News

WASL math graduation requirement to be abandoned

Nearly all Island 10th- graders passed

the test in 2007

Elizabeth Celms
Mercer Island Reporter

State Gov. Christine Gregoire signed legislation last week that will phase out the math section of the 10th-grade Washington Assessment of Student Learning (WASL) by 2014. Instead, students will be required to pass two math tests at the end of their algebra and geometry classes.

Gregoire inked the bill on March 26, citing poor WASL math scores and doubt over the test’s ability to measure math comprehension as her motivation: Approximately 50 percent of Washington students in the class of 2008 failed the math portion of the WASL.

President of the Washington Education Association Mary Lindquist supported the move, calling it a “step in the right direction.” However, she emphasized that the state still has a long way to go in improving math education.

“I’m concerned that [the proposed algebra and geometry exams] are still high-stakes tests, spread out over two years,” the WEA president said. “I think the state is still missing the boat.
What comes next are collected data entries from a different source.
PR #564, opened 2021-07-27
Trim code info

### LINKED ISSUE #540: Remove (often unused) contract urls from CodeInfo
Early 2020, we chose to store the `builder` and `url` for the code in the `CodeInfo` to enable easier validation of the code. However, in practice, this is often unfilled or filled with incorrect values. And no tooling has been produced to properly fill it out nor verify contracts using it.

In the meantime, most `cosmwasm-plus` based contracts now store correct and up-to-date metadata in the contract itself to enable (future) migrations. We could display this in frontend UIs if present and remove the older `builder`/`url` fields.

The [cw2 spec](https://github.com/CosmWasm/cosmwasm-plus/tree/main/packages/cw2) defines a format and raw storage location for the contract metadata. And you can view this set in many [contracts like `cw20-base`](https://github.com/CosmWasm/cosmwasm-plus/blob/main/contracts/cw20-base/src/contract.rs#L20-L22)

ethanfrey:
Closes #540

(More changes to protobuf as we bump to v1)


proto/cosmwasm/wasm/v1/proposal.proto
```diff
@@ -20,11 +20,8 @@ message StoreCodeProposal {
   string run_as = 3;
   // WASMByteCode can be raw or gzip compressed
   bytes wasm_byte_code = 4 [ (gogoproto.customname) = "WASMByteCode" ];
-  // Source is a valid absolute HTTPS URI to the contract's source code,
-  // optional
-  string source = 5;
-  // Builder is a valid docker image name with tag, optional
-  string builder = 6;
+  // 5 and 6 intentionally left empty (used in v1beta1)
```
webmaster128, line 23: Maybe this leads to better doc generation? See https://developers.google.com/protocol-buffers/docs/proto#reserved

```suggestion
  // Used in v1beta1
  reserved 5, 6;
```

webmaster128 (commented):
That would make things simpler foor sure

proto/cosmwasm/wasm/v1/proposal.proto
ethanfrey: I vaguely remembered there was some way to mark it as reserved in protobuf.
Nice find.

ethanfrey: I just did that fix-up

PR #567, opened 2021-07-27
Adjust default msg gas

### LINKED ISSUE #553: Revisit fee for wasm msg size
With the new deserialization fee in wasmvm we charge twice

ethanfrey:
Closes #553

### DIFF
--- a/x/wasm/keeper/gas_register.go
+++ b/x/wasm/keeper/gas_register.go
@@ -26,7 +26,7 @@ const (
 	DefaultEventAttributeDataCost uint64 = 1
 	// DefaultContractMessageDataCost is how much SDK gas is charged *per byte* of the message that goes to the contract
 	// This is used with len(msg)
-	DefaultContractMessageDataCost uint64 = 1
+	DefaultContractMessageDataCost uint64 = 0
 	// DefaultPerAttributeCost is how much SDK gas we charge per attribute count.
 	DefaultPerAttributeCost uint64 = 10
 	// DefaultPerCustomEventCost is how much SDK gas we charge per event count.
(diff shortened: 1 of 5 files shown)


x/wasm/keeper/gas_register.go
```diff
@@ -144,7 +145,7 @@ func (g WasmGasRegister) ReplyCosts(pinned bool, reply wasmvmtypes.Reply) sdk.Ga
 		msgLen += len(reply.Result.Ok.Data)
 		var attrs []wasmvmtypes.EventAttribute
 		for _, e := range reply.Result.Ok.Events {
-			msgLen += len(e.Type)
+			eventGas += sdk.Gas(len(e.Type)) * g.c.EventAttributeDataCost
```
webmaster128, line 148: I think this better expresses the intend because the factor is: _gas per byte_

```suggestion
			eventGas += sdk.Gas(len(e.Type) * g.c.EventAttributeDataCost)
```

webmaster128: Oh boy, those types. Multiplying gas with gas makes no sense at all but is done everywhere. I give up here.

x/wasm/keeper/gas_register.go
```diff
@@ -26,7 +26,8 @@ const (
 	DefaultEventAttributeDataCost uint64 = 1
 	// DefaultContractMessageDataCost is how much SDK gas is charged *per byte* of the message that goes to the contract
 	// This is used with len(msg)
-	DefaultContractMessageDataCost uint64 = 1
+	// Note: also used for error fields on reply, and data on reply
```
webmaster128, line 29: Maybe we should add that the contract charges gas when deserializing those messages.

webmaster128 (commented):
👍

x/wasm/keeper/gas_register.go
ethanfrey: It's not about intent. It is about forcing the GO compiler.

sdk.Gas is an alias for `uint64`. `len()` returns `int`. You cannot multiply `int` with `uint64` without a cast first. Thus I had to cast it before multiplying.

PR #568, opened 2021-07-28
Ibc query only returns open channels

### LINKED ISSUE #556: IbcQuery only returns channels in Established state
Looking at https://github.com/CosmWasm/wasmd/blob/master/x/wasm/keeper/query_plugins.go#L197-L253, it will return channels in any state,

Outside of the handshake, the only state we care about is `STATE_OPEN` which can send and receive packets: https://github.com/cosmos/ibc-go/blob/2c880a22e9f9cc75f62b527ca94aa75ce1106001/proto/ibc/core/channel/v1/channel.proto#L53-L68

Returning closed channels in the query could confuse a contract. I would thus propose to filter in the query and only return channels in `STATE_OPEN` from the `IbcQuery` queries.

Note: the alternative is to return all and add a state enum to IbcChannel to capture this info. After some discussion, we don't see any reason to provide these non-open channels, it only adds complexity, and there is a backwards compatible approach to add this info if we do want to support these in a later 1.x version.

ethanfrey:
Closes #556

### DIFF
--- a/CHANGELOG.md
+++ b/CHANGELOG.md
@@ -4,6 +4,7 @@
 
 **Implemented Enhancements:**
 - Reject invalid events/attributes returned from contracts [\#560](https://github.com/CosmWasm/wasmd/pull/560)
+- IBC Query methods from Wasm contracts only return OPEN channels [\#568](https://github.com/CosmWasm/wasmd/pull/568)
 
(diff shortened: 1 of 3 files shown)


webmaster128 (commented):
LGTM but I'm not very familiar with this tech

ethanfrey:
It's really just adding a filter to a state. If you don't see obvious typos, then it is likely good.

PR #570, opened 2021-07-28
Better ibc contract interface

### LINKED ISSUE #561: Split Connect/Close callbacks in IbcContract interface into 2 variants.
Question: do we want to do so?

We use an argument to construct IbcConnectInit or IbcConnectTry from an IbcConnectOpen callback. We could split this into 2 methods, or we could use a IbcConnectOpenMsg as an argument (which captures the 2 variants).

It could definitely be cleaner than mine, which I did to make minimal changes. I'd like feedback from @alpe to do this.

ethanfrey:
Closes #561

We can make this less verbose once https://github.com/CosmWasm/wasmvm/pull/254 is merged and tagger

### DIFF
--- a/x/wasm/keeper/relay.go
+++ b/x/wasm/keeper/relay.go
@@ -9,6 +9,8 @@ import (
 	"time"
 )
 
+var _ types.IBCContractKeeper = (*Keeper)(nil)
+
 // OnOpenChannel calls the contract to participate in the IBC channel handshake step.
 // In the IBC protocol this is either the `Channel Open Init` event on the initiating chain or
 // `Channel Open Try` on the counterparty chain.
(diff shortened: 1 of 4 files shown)


ethanfrey:
After merging this, I would cut a v0.18.0-rc1 as the remaining issues are mainly docs, with the possible change of an event type or two that we emit. Pretty close to release-ready API and something to cut CosmJS against

x/wasm/keeper/relay.go
```diff
@@ -31,18 +31,6 @@ func (k Keeper) OnOpenChannel(
 	env := types.NewEnv(ctx, contractAddr)
 	querier := k.newQueryHandler(ctx, contractAddr)
 
-	msg := wasmvmtypes.IBCChannelOpenMsg{}
-	if counterpartyVersion == "" {
```
webmaster128, line 35: Nice we don't need to rely on such logic anymore

webmaster128 (approved):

We still need more funding to lower class sizes so that struggling kids can get the individual attention they need to be successful.”

Another benefit to eliminating the math portion of the WASL, said Lindquist, is that it will allow for more instructional time.

“I was always distressed by how much time was given over to that testing. The whole school went into a special schedule” said Lindquist, who formerly led the Mercer Island Education Association. “[Eliminating the math WASL] will be less disruptive to the school system and provide us with more instructional time.”

The WASL was introduced to public schools nine years ago to measures a student’s knowledge of state academic standards. Students are tested each spring in grades 3 through 8 and grade 10 in reading and math. They are tested in writing in grades 4, 7 and 10 and science in grades 5, 8 and 10.

As of this year, all Washington state 10th-graders are required to pass the reading and writing sections of the WASL for graduation. The math portion of the test, however, will not be a graduation requirement until 2013.

And thanks to last week’s legislation, high schoolers will now have the choice of taking the WASL math exam or a test at the end of their Algebra I and Geometry I class or Integrated Math I and II, depending on the curriculum. The WASL math exam given to third- and eighth-graders will remain a requirement.

Although the Mercer Island School District boasts an 85-percent passage rate in the 10th-grade math WASL (along with 95 percent for the reading and writing portions), the legislation still comes as welcome news.

MIHS Principal John Harrison, among others, supports Gregoire’s decision.

“I’m a big believer that there are multiple ways for kids to show they meet standards,” Harrison said. “There are kids who have a tough time taking tests — especially high-stakes tests like the WASL. Test-taking is a skill.”

Last year, nine 10th-graders did not pass the math WASL on their first attempt. Five of these students enrolled in a summer school program designed to prepare them for the retake exam in August.

Mercer Island included, education leaders across the state — faced with a faltering mathematics curriculum — are rewriting math standards at each grade level.

“All districts are finding it challenging to get 100 percent of students to standard in mathematics,” said School District Director of Curriculum Patti Weber.

In response, School District administrators have designed a number of special programs to help struggling students, from side-by-side math classes to after school tutoring programs. Gregoire’s move to replace the WASL with an in-class exam that corresponds with each school’s curriculum and tests students accordingly could very well enhance these efforts.

“What’s important to MI is our students’ ability to exceed the state math standards and be prepared to successfully complete higher level math classes at high school and college,” said Weber. “Whether this learning is measured by end-of-year tests or the WASL isn’t the critical issue for us.”